PR #13971, opened 2026-08-26
perf(promql): preallocate hash-sorted series samples

haohuaijin:
## Summary

- estimate a series sample-capacity hint from the query span, storage-hour fragments, and the first contiguous hash run
- preallocate the sample vector when a hash-sorted UInt64 series is first materialized
- bound the fragment hint to 24 and the normal initial capacity to 2048 samples
- add unit coverage for fragment estimation, interval-based capacity, and capacity bounds

This extracts only the series-capacity preallocation from #13964. It keeps the existing DataFusion `RepartitionExec` and does not include the hash-run router, fused `sum(rate(...))`, or histogram changes.

## Why

On high-cardinality range queries, each series currently starts with an empty sample vector. Growing a roughly 630-sample series through the normal doubling sequence causes repeated allocations and copies. With approximately 898,560 series in the benchmark, allocator contention and sample copying dominate series construction.

The first hash run already provides enough information to estimate a useful bounded capacity:

- `first_run_len * hourly_fragment_count`
- or `query_duration / observed_sample_interval + 1`

The larger bounded estimate is used for the initial allocation. Irregular or fragmented input remains correct; a less accurate estimate only changes allocation efficiency.

## Parquet benchmark

Configuration:

- hash-sorted indexed Parquet only
- 3-hour query range, 15-second step, 5-minute rate window
- 12 target partitions
- cache and compaction disabled
- one warm-up followed by 10 recorded requests
- baseline measured before and after the variant and pooled

Query:

```promql
histogram_quantile(0.9, sum by(le, path) (rate(codelab_api_request_duration_seconds_bucket[5m])))
```

| Case | Endpoint mean | `load hashing and sample` mean |
|---|---:|---:|
| main | 18.007185 s | 10.146067 s |
| this PR | 8.380245 s | 3.227432 s |
| reduction | 53.46% | 68.19% |

The filtered query improves from 0.439404 seconds to 0.429662 seconds (2.22%). It has only 16,640 series versus 898,560 in the no-filter query, so allocation overhead is much less significant.

All recorded responses match main after removing the random `trace_id` field:

- filter SHA-256: `20bfe5f29d6936f0fc6d2f7c9726d7f843a14b6d408e81d4688a750b8022982f`
- no-filter SHA-256: `23f2fefc0a432d6ba8b94b0b916a46aaca6b92ec1e542d7871ff613fbcc15fd6`

## Testing

```text
cargo test -p promql --lib
381 passed; 0 failed
```

### DIFF
--- a/src/promql/src/load_series/load_labels.rs
+++ b/src/promql/src/load_series/load_labels.rs
@@ -503,7 +503,7 @@ mod tests {
         .unwrap();
         let sample_df = ctx.read_batch(sample_batch).unwrap();
         let (metrics, _) =
-            load_samples_from_datafusion("test", &DataType::UInt64, sample_df, false)
+            load_samples_from_datafusion("test", &DataType::UInt64, sample_df, false, 1, 0)
                 .await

────────────────────

- What needs to be done
Copy task. Give back the whole listing exactly as written.

- Answer section
PR #13971, opened 2026-08-26
perf(promql): preallocate hash-sorted series samples

haohuaijin:
## Summary

- estimate a series sample-capacity hint from the query span, storage-hour fragments, and the first contiguous hash run
- preallocate the sample vector when a hash-sorted UInt64 series is first materialized
- bound the fragment hint to 24 and the normal initial capacity to 2048 samples
- add unit coverage for fragment estimation, interval-based capacity, and capacity bounds

This extracts only the series-capacity preallocation from #13964. It keeps the existing DataFusion `RepartitionExec` and does not include the hash-run router, fused `sum(rate(...))`, or histogram changes.

## Why

On high-cardinality range queries, each series currently starts with an empty sample vector. Growing a roughly 630-sample series through the normal doubling sequence causes repeated allocations and copies. With approximately 898,560 series in the benchmark, allocator contention and sample copying dominate series construction.

The first hash run already provides enough information to estimate a useful bounded capacity:

- `first_run_len * hourly_fragment_count`
- or `query_duration / observed_sample_interval + 1`

The larger bounded estimate is used for the initial allocation. Irregular or fragmented input remains correct; a less accurate estimate only changes allocation efficiency.

## Parquet benchmark

Configuration:

- hash-sorted indexed Parquet only
- 3-hour query range, 15-second step, 5-minute rate window
- 12 target partitions
- cache and compaction disabled
- one warm-up followed by 10 recorded requests
- baseline measured before and after the variant and pooled

Query:

```promql
histogram_quantile(0.9, sum by(le, path) (rate(codelab_api_request_duration_seconds_bucket[5m])))
```

| Case | Endpoint mean | `load hashing and sample` mean |
|---|---:|---:|
| main | 18.007185 s | 10.146067 s |
| this PR | 8.380245 s | 3.227432 s |
| reduction | 53.46% | 68.19% |

The filtered query improves from 0.439404 seconds to 0.429662 seconds (2.22%). It has only 16,640 series versus 898,560 in the no-filter query, so allocation overhead is much less significant.

All recorded responses match main after removing the random `trace_id` field:

- filter SHA-256: `20bfe5f29d6936f0fc6d2f7c9726d7f843a14b6d408e81d4688a750b8022982f`
- no-filter SHA-256: `23f2fefc0a432d6ba8b94b0b916a46aaca6b92ec1e542d7871ff613fbcc15fd6`

## Testing

```text
cargo test -p promql --lib
381 passed; 0 failed
```

### DIFF
--- a/src/promql/src/load_series/load_labels.rs
+++ b/src/promql/src/load_series/load_labels.rs
@@ -503,7 +503,7 @@ mod tests {
         .unwrap();
         let sample_df = ctx.read_batch(sample_batch).unwrap();
         let (metrics, _) =
-            load_samples_from_datafusion("test", &DataType::UInt64, sample_df, false)
+            load_samples_from_datafusion("test", &DataType::UInt64, sample_df, false, 1, 0)
                 .await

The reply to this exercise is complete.